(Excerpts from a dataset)
PR #506, opened 2020-11-04
Update breakpoints/GlintsContainer

westwood846:
I believe releasing this is safe. I tested the new breakpoints/GlintsContainer on Employers and things look fine. As for DST, they are not using GlintsContainer right now.

https://app.abstract.com/projects/da6f9bdf-2057-45bf-9dda-8dbf0d261eac/branches/61a11574-e24b-4b2d-87d3-61c323ac23a5/collections/0f689c79-8999-432e-a43b-31de99d2fdb9


src/Layout/GlintsContainer/GlintsContainer.ts
```diff
@@ -1,43 +1,52 @@
...
-    padding: 0 20px;
+  @media ${Device.desktopS} {
+    width: 960px;
+    margin: 0 auto;
   }
-  @media ${`(min-width: ${ScreenSize.mobileS}px)`} and (max-width: 479px) {
-    padding: 0 10px;
+  @media ${Device.desktopM} {
+    width: 1140px;
+    margin: 0 auto;
```
ritikamotwani: Do we have to set margin: 0 auto again for desktopM and desktopL? It's the same for desktop sizes can just be added to desktopS?

src/Utils/StyleConfig.ts
```diff
@@ -59,11 +54,11 @@ export const ScreenSize = {
...
 
 export const Device = {
-  mobileS: `(max-width: ${ScreenSize.mobileS}px)`,
-  mobileM: `(max-width: ${ScreenSize.mobileM}px)`,
-  mobileL: `(max-width: ${ScreenSize.mobileL}px)`,
-  tablet: `(max-width: ${ScreenSize.tablet}px)`,
-  desktopS: `(max-width: ${ScreenSize.desktopS}px)`,
-  desktopM: `(max-width: ${ScreenSize.desktopM}px)`,
-  desktopL: `(max-width: ${ScreenSize.desktopL}px)`,
+  mobileS: `(max-width: ${ScreenSize.mobileM - 1}px)`,
```
ritikamotwani, line 57: Device is being used at some places in dst? These changes can affect those too.

src/Layout/GlintsContainer/GlintsContainer.ts
westwood846: Removed

src/Utils/StyleConfig.ts
westwood846: Right. I checked with `yalc` for DST too. Looks good to me, couldn't find any problems. There might be some slight differences but nothing is breaking, so let's merge this PR and deal with the problems as we go.

ritikamotwani: Okay!

ritikamotwani (approved):

src/Utils/StyleConfig.ts
franciscrispin: Haha I don't think we can conclude that nothing breaks by just visually looking around the codebase. Since we swapped `max` with `min`, it should follow that all instances of `Device` used on our codebases would have to be refactored. https://glints.atlassian.net/browse/GM-780

franciscrispin: Oh also could someone help check the rest of the cases where `Device` is used? I suspect there may be other affected components.

westwood846: I'll talk to the designers about the change in the definition.

tingtingdisco: another bug here, https://glints.atlassian.net/browse/GM-789
I am going to update all the Device references on DST

ritikamotwani: @westwood846 , I think we should let the QA team check once after changes for components that have been used a lot in the projects. 🤔

PR #512, opened 2020-11-09
Test: Box & Flex

rosslo:


src/Layout/Flex/Flex.test.tsx
```diff
@@ -0,0 +1,59 @@
...
+  });
+});
+
+describe('<Flex /> flex properties', () => {
+  it('should match snapshot when flexDirection is set', () => {
+    const { asFragment } = render(<Flex flexDirection="column" />);
+    expect(asFragment()).toMatchSnapshot();
+  });
+
+  it('should match snapshot when justifyContent is set', () => {
```
ritikamotwani: @rosslo , here we can test for all options? 
Like have all options in an array and match snapshot for each? Same for flexWrap, alignItems

ritikamotwani (approved):

PR #526, opened 2020-11-24
Integrate Chromatic

rosslo:
Currently, we plan to use chromatic's free plan first which has 5,000 free snapshots/month only, so we need to prevent unnecessary deployment from happening.
Therefore, we only allow the following events to trigger the Chromatic deployment job.
- Push event on `feature/*` branch
- Push event on `v4`, this should be triggered when merging a PR because `v4` is our production base branch.
- Push event on `storybook`, this should also be triggered when merging a PR because it is our feature base branch for storybook v6 migration.

Chromatic Dashboard: https://www.chromatic.com/builds?appId=5fbcb813bd13c900214bb971
Up-to-date storybook for v4 branch: https://v4--5fbcb813bd13c900214bb971.chromatic.com


.github/workflows/cicd.yml
```diff
@@ -0,0 +1,63 @@
+name: CI/CD
+on: push
+jobs:
+  validate:
```
rosslo, line 4: The validate job doesn't have any change, it was copied from `validate.yml`.

.github/workflows/cicd.yml
```diff
@@ -0,0 +1,63 @@
...
+        with:
+          node-version: '10.x'
+      - name: Install dependencies
+        run: yarn install
+      - name: Deploy to Chromatic
+        uses: chromaui/action@v1
+        with:
+          token: ${{ secrets.GITHUB_TOKEN }}
+          projectToken: ${{ secrets.CHROMATIC_PROJECT_TOKEN }}
+          buildScriptName: storybook:build
```
westwood846, line 63: So the build actually runs on GitHub now? Not on Chroma?

westwood846 (approved):
Looks good to me, can't see any issues with this config ^^ If it works then we should be good.

.github/workflows/cicd.yml
rosslo: Yes, actually it is just running something like `yarn chromatic -t < projectToken> -b storybook:build` on Github cloud.

PR #527, opened 2020-11-25
Modal: Restore previous media queries

westwood846:
This fixes a regression where the modal didn't have the correct width
because the definitions of our device classes changed.


westwood846:
Continued in https://github.com/glints-dev/glints-aries/pull/529

PR #529, opened 2020-11-25
Modal: Restore previous media queries (Recreated PR)

westwood846:
This fixes a regression where the modal didn't have the correct width
because the definitions of our device classes changed.

### DIFF
--- a/src/Display/Gallery/__snapshots__/Gallery.test.tsx.snap
+++ b/src/Display/Gallery/__snapshots__/Gallery.test.tsx.snap
@@ -299,13 +299,13 @@ exports[`<Gallery /> active item click on gallery item 1`] = `
   border: 1px solid #FFFFFF;
 }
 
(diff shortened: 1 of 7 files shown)


tingtingdisco:
@westwood846 I checked that `Device` has been used by ModalStyle, AlertStyle, SearchFilterStyle and GlintsContaner, do we also need to update them?

westwood846:
> @westwood846 I checked that `Device` has been used by ModalStyle, AlertStyle, SearchFilterStyle and GlintsContaner, do we also need to update them?

Hmm you're right, there is one reference in `AlertStyle` and three in `SearchFilterStyle` which need to be updated. Modal is updated now and GlintsContainer has been updated in the original PR.

tingtingdisco:
LGTM thank u @westwood846

tingtingdisco (approved):
LGTM

PR #530, opened 2020-11-30
Set up publish automation with protected default branch

rosslo:


.github/workflows/cicd.yml
```diff
@@ -1,5 +1,10 @@
 name: CI/CD
-on: push
+on:
+  push:
+    tags-ignore:
+      - '*.*'
+    paths-ignore:
+      - package.json
```
rosslo, line 7: To prevent unnecessary jobs from being triggered by pushing bump version commit with admin github token.

Below is the experiment result in my forked repo:
**Before:**
image
**After:**
image

.github/workflows/publish.yml
```diff
@@ -47,7 +48,7 @@ jobs:
       - name: Push changes
         uses: ad-m/github-push-action@master
         with:
-          github_token: ${{ secrets.GITHUB_TOKEN }}
+          github_token: ${{ secrets.ADMIN_GITHUB_TOKEN }}
```
rosslo, line 51: Use `glints-aries-publisher@glints.com`'s admin GitHub token to bypass the protected branch setting, so we cannot enable `Include administrators` option.

westwood846 (approved):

EXERCISE DETAILS |
Going down from the first line of the entries above, restate each line word for word until the line holding "I believe releasing" is done.

YOUR RESPONSE |
PR #506, opened 2020-11-04
Update breakpoints/GlintsContainer

westwood846:
I believe releasing this is safe. I tested the new breakpoints/GlintsContainer on Employers and things look fine. As for DST, they are not using GlintsContainer right now.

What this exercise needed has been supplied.